A couple of test updates are included:
* With this option [1,2], the kernel's altstack check becomes stringent.
The x86 sigaltstack test is ignorant about this. Adjust the test now.
This check was established [3] to ensure every AMX task's altstack is
sufficient (regardless of that option) [4].
* The AMX test wrongly fails on non-AMX machines. Fix the code to skip the
test instead.
The series is available in this repository:
git://github.com/intel/amx-linux.git selftest
[1] https://git.kernel.org/pub/scm/linux/kernel/git/torvalds/linux.git/tree/arch/x86/Kconfig#n2432
[2] https://git.kernel.org/pub/scm/linux/kernel/git/torvalds/linux.git/tree/Documentation/admin-guide/kernel-parameters.txt#n5676
[3] 3aac3ebea08f ("x86/signal: Implement sigaltstack size validation")

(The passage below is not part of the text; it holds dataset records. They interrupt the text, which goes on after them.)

PR #3558, opened 2015-10-08
bug 1184670 - Don't allow admin tests on prod

darkwing:
Got more complicated than I wanted but got there in the end.

### DIFF
--- a/tests/ui/_cli.js
+++ b/tests/ui/_cli.js
@@ -1,58 +1,70 @@
 // This file allows for overriding of certain config vars via the command line
 // The local default config is assumed
-define({
-    mixinArgs: function(args, config) {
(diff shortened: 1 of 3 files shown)


tests/ui/_cli.js
```diff
@@ -1,58 +1,70 @@
...
+            // Set a document for wiki testing
+            if(args.wd == undefined) {
+                greps.push('requires-doc');
+                console.log('No wiki document (-wd) provided.  Most wiki tests will be skipped.');
+            }
 
-        return config;
+            // Don't allow some test types on prod
+            if(libConfig.productionDomain == libConfig.domain) {
+                greps.push('requires-destructive', 'requires-admin');
```
groovecoder: Does this make it impossible to to run any destructive tests on prod?

PR #3560, opened 2015-10-08
Bug 1182210 - Use full URLs for sharing

robhudson:


kuma/wiki/models.py
```diff
@@ -1479,18 +1471,9 @@ def zone_stack(self):
 
     def get_share_url(self):
```
jezdez: Do we even need that method in that case? Could we instead call it `get_full_url` so we can use it for other places?

robhudson: I was keeping it a method in case we ever need it later and it is one place to update. But I agree, I like your method name better.

kuma/wiki/tests/test_tasks.py
```diff
@@ -5,17 +5,14 @@
...
-from nose.tools import eq_, ok_
+from nose.tools import ok_
 
 from kuma.core.cache import memcache
 from kuma.users.tests import UserTestCase, user
 
-from . import revision, document
-from ..tasks import (build_sitemaps, update_community_stats,
-                     update_document_share_url)
+from . import document, revision
```
groovecoder: heh, nice :abc:

robhudson: my vim isort plugin does that for me

PR #3561, opened 2015-10-08
Fix bug 1197444: Remove media/fonts symlink

openjck:
A permanent redirect from /media/fonts to /static/fonts is now active on
stage and prod, so we don't need the symlink any more.

### DIFF
--- a/media/fonts
+++ b/media/fonts
@@ -1,1 +1,0 @@
-../kuma/static/fonts


openjck:
To test, I recommend browsing around and verifying that fonts don't 404.

groovecoder:
Looks good.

[4] 4b7ca609a33d ("x86/signal: Use fpu::__state_user_size for sigalt stack validation")
Chang S. Bae (2):
selftests/x86/signal: Adjust the test to the kernel's altstack check
selftests/x86/amx: Fix the test to avoid failure when AMX is
unavailable
tools/testing/selftests/x86/amx.c | 42 +++++++++++++++++------
tools/testing/selftests/x86/sigaltstack.c | 12 ++++++-
2 files changed, 42 insertions(+), 12 deletions(-)
base-commit: f443e374ae131c168a065ea1748feac6b2e76613
--
2.17.1
When a CPU does not have AMX, the test fails. But this is wrong as it
should be runnable regardless. Skip the test instead.
Reported-by: Thomas Gleixner <[email protected]>
Fixes: 6a3e0651b4a ("selftests/x86/amx: Add test cases for AMX state management")
Signed-off-by: Chang S. Bae <[email protected]>
Cc: [email protected]
Cc: [email protected]
---
tools/testing/selftests/x86/amx.c | 42 +++++++++++++++++++++++--------
1 file changed, 31 insertions(+), 11 deletions(-)
diff --git a/tools/testing/selftests/x86/amx.c b/tools/testing/selftests/x86/amx.c
index 3615ef4a48bb..14abb6072a7d 100644
--- a/tools/testing/selftests/x86/amx.c
+++ b/tools/testing/selftests/x86/amx.c
@@ -106,6 +106,12 @@ static void clearhandler(int sig)
#define CPUID_LEAF1_ECX_XSAVE_MASK (1 << 26)
#define CPUID_LEAF1_ECX_OSXSAVE_MASK (1 << 27)
+
+static struct {
+ unsigned xsave: 1;
+ unsigned osxsave: 1;
+} cpuinfo;
+
static inline void check_cpuid_xsave(void)
{
uint32_t eax, ebx, ecx, edx;
@@ -118,10 +124,8 @@ static inline void check_cpuid_xsave(void)
eax = 1;
ecx = 0;
cpuid(&eax, &ebx, &ecx, &edx);
- if (!(ecx & CPUID_LEAF1_ECX_XSAVE_MASK))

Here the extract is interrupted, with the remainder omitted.